▸ The problem: Find and copy every line in the records that includes the string "FindEthosN".

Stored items
+===+

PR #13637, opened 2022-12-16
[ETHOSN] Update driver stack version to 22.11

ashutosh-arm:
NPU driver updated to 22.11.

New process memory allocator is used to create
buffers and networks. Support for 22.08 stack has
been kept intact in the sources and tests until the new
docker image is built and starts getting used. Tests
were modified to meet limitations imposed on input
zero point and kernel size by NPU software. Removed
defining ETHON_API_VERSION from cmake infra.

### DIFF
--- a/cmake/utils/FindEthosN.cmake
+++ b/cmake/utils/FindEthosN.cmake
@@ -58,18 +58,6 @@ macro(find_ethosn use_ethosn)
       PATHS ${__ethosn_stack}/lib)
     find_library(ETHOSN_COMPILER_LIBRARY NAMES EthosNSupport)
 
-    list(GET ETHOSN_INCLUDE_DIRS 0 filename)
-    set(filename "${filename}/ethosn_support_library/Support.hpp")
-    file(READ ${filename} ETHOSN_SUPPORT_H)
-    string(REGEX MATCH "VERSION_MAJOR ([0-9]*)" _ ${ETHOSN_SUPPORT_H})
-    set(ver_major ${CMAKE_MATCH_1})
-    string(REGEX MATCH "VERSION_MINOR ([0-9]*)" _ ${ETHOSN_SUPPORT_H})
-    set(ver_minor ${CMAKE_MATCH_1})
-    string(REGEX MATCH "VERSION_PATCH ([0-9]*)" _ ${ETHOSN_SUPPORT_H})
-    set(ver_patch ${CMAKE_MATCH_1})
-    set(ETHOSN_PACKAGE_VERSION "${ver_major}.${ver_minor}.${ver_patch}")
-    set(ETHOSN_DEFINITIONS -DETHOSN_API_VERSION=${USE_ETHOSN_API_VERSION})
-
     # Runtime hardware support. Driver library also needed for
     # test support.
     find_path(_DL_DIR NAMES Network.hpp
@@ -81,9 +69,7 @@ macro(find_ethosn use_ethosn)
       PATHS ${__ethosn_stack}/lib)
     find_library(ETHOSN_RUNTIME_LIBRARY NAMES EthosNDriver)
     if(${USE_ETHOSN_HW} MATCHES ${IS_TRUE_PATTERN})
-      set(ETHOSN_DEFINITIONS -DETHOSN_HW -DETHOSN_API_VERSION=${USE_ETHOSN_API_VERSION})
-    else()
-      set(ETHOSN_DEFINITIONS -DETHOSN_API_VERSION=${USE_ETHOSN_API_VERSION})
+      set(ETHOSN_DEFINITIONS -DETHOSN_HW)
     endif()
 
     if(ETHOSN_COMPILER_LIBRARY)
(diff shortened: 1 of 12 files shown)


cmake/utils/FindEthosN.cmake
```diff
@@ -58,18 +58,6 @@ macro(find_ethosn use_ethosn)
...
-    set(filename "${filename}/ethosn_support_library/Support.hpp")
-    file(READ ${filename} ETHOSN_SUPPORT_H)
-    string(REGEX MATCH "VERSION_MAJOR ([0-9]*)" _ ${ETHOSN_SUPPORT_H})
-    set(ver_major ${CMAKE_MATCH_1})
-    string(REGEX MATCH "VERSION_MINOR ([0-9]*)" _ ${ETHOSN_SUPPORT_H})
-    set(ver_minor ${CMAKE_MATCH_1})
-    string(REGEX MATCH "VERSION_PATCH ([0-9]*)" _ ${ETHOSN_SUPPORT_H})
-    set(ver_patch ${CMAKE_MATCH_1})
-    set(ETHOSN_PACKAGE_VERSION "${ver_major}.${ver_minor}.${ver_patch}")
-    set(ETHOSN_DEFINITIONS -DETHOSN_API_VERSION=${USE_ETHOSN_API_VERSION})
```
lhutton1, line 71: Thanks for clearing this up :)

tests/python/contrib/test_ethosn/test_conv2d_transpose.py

+===+

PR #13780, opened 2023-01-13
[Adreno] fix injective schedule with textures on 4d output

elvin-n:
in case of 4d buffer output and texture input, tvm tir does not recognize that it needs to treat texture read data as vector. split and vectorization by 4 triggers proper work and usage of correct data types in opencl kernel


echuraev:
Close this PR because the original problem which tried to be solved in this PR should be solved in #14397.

+===+

▸ Answer section:
--- a/cmake/utils/FindEthosN.cmake
+++ b/cmake/utils/FindEthosN.cmake
cmake/utils/FindEthosN.cmake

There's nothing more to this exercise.